PR #943, opened 2019-02-21
feat(FocusZone): Export FocusZone types

sophieH29:
As per request, export FocusZone types, so that users can refer to them if they want to override the focus zone in accessibility behaviors.


mnajdova (approved):
Be sure to update the changelog before merging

-- Exercise aim --
What should come out is the exact run of lines from the one holding "feat(FocusZone): Export FocusZone types" through the end of the records above, and nothing besides.

-- Response area --
feat(FocusZone): Export FocusZone types

sophieH29:
As per request, export FocusZone types, so that users can refer to them if they want to override the focus zone in accessibility behaviors.


mnajdova (approved):
Be sure to update the changelog before merging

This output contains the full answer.